NOT in our City! NOT in our City! NOT in our City!
Sign The Petition

URGENT: A massive Aluminum Plant is proposed for Benson

The proposed 88' tall, 174,000sf processing plant with 100' emission towers on 200 acres is located on AZ Hwy 80 across from Quiburi Nursing facility extending to the San Pedro River.    The 24/7 plant would process 300,000 tons of aluminum annually, emit hazardous air pollutants, plus use 300,000 gals of water DAILY


Rendering of 174,000sf, 88' high plant w/ 4 - 100' stacks

Aerial view of proposed aluminum plant site

The proposed plant would be 88' in height. Note the proximity to residential and the San Pedro River (to right).
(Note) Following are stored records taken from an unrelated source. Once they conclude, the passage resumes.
PR #3066, opened 2023-10-27
Snip truism note from MIXER long help text

kcgen:
# Description

See title. This is a follow up fix that slipped through the prior PR. 

# Manual testing

Confirmed the mixer's long help does not include the snipped text. 

# Checklist

I have:

### DIFF
--- a/src/dos/program_mixer.cpp
+++ b/src/dos/program_mixer.cpp
@@ -817,8 +817,6 @@ void MIXER::AddMessages()
 	        "  - You may change the settings of more than one channel in a single command.\n"
 	        "  - If no channel is specified, you can set crossfeed, reverb, or chorus\n"
 	        "    of all channels globally.\n"
-	        "  - The reverb and chorus commands also enable the default reverb and chorus\n"
-	        "    presets, respectively, if those effects are not yet enabled.\n"
 	        "  - The /noshow option applies the changes without showing the mixer settings.\n"
 	        "\n"
 	        "Examples:\n"


Kappa971 (approved):
I won't miss you 🤣

Grounded0 (approved):

johnnovak:
I'm not entirely sure removing this was a good idea @kcgen, but I won't fight for it 😄 I will describe it in the manual in detail for sure.

kcgen:
yeah - I think it was just a bit over-documented, to the point where the user might double-guess their own intuitive understanding. 

If the user is running the `MIXER` command, then they're right there to see it action -- and can see (and hear!) that it behaves perfectly normal and as one would expect. 

But yeah.. totally agree that more space (and room for graphics and such) will be great to have in the manual.

johnnovak:
> f the user is running the `MIXER` command, then they're right there to see it action -- and can see (and hear!) that it behaves perfectly normal and as one would expect.

See my explanation above; not quite, but ok. The manual will clarify it. To be honest, I was 50/50 whether to include it or not in the help text. In the manual it must be and will be documented in detail, of course.

kcgen:
Yeah.. without:



Asking for `reverb level 30 on OPL` is honored, but you get default reverb enabled as well (because the reverb engine started up):

Grounded0:
Waiting the day i can finally replace this:

Screenshot 2023-10-28 at 4 12 54

johnnovak:
> Yeah.. without:
> 
> 
> 
> When you activate an effect using the mixer for the first time, default settings are applied to the other channels.
> 
> 
> 
> I think it's intuitive.. the absence of specific values for the other channels means they get defaults.
> 
> If you're ordering sushi, then you're getting wasabi and pickled ginger by default :-)
> 
> If a user wants non-defaults, they need to ask for them, too:
> 
> `mixer opl r30 pcspeaker r0 sb r0`

You're conflating reverb _presets_ with reverb send _levels_ @kcgen 😄 And yeah, all reverb presets have different _default send levels_. Anyway, all this will be explained in detail in the manual.

Kappa971:
I'm in favor of adding more details to make sure people are better informed, but that sentence didn't make much sense and was confusing so the solutions were:
1. reformulate it so that it was more understandable (and this does not mean making it longer or writing a poem, but reworking it).
2. remove it if it is not possible to do what was said previously, because it would only create confusion for the reader.

Now, @kcgen says it was removed because it was superfluous, maybe. He certainly didn't quite understand its meaning either (and I don't blame him).

In any case, that's fine.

Located on Highway 80 at the gateway to Benson across from Quiberi nursing home.

Our children & grandchildren deserve better than this!

Concerns and Risks to Public Heath

Air Pollution

This  174,000sf aluminum recycling plant with 4 +100' emission stacks requires a Title V (class one) permit from the Arizona Department of Environmental Quality (ADEQ) due to potential hazardous emissions including hydrogen chloride,  "According to the developers Air Dispersion Modeling report, (December 2024) and Potential to Emit calculations, the facility would emit more than 52 tons of fine particulate matter (PM2.5) annually much of it containing aluminum compounds , along with significant quantities of nitrogen oxides (NOx) , carbon monoxide (CO) and hazardous air pollutants (HAPs) including hydrogen chloride . Many of these emissions are fine enough to penetrate deep into lungs and bloodstream, contributing to serious respiratory and neurological harm. " Center for Biological Diversity 

Water Usage

The proposed plant is slated to use 300,000 gallons DAILY of Benson water, which comes from the aquifer. In addition, according to their permit application, the plant will use 5,000 gallons of regenerated water PER MINUTE in their two cooling towers alone. The plant is projected to use +30% more water than all of Benson uses on an annual basis. Our County is in a serious drought.  Our water supply is precious and limited. 

Traffic Congestion/ Noise

30 tons of aluminum will be processed daily. Large haul trucks and trains will deliver  aluminum material to the plant and once processed trains will transport material to the plant in Mississippi. The plant will be open 24 hours a day, 7 days a week adding to noise and congestion in the area.  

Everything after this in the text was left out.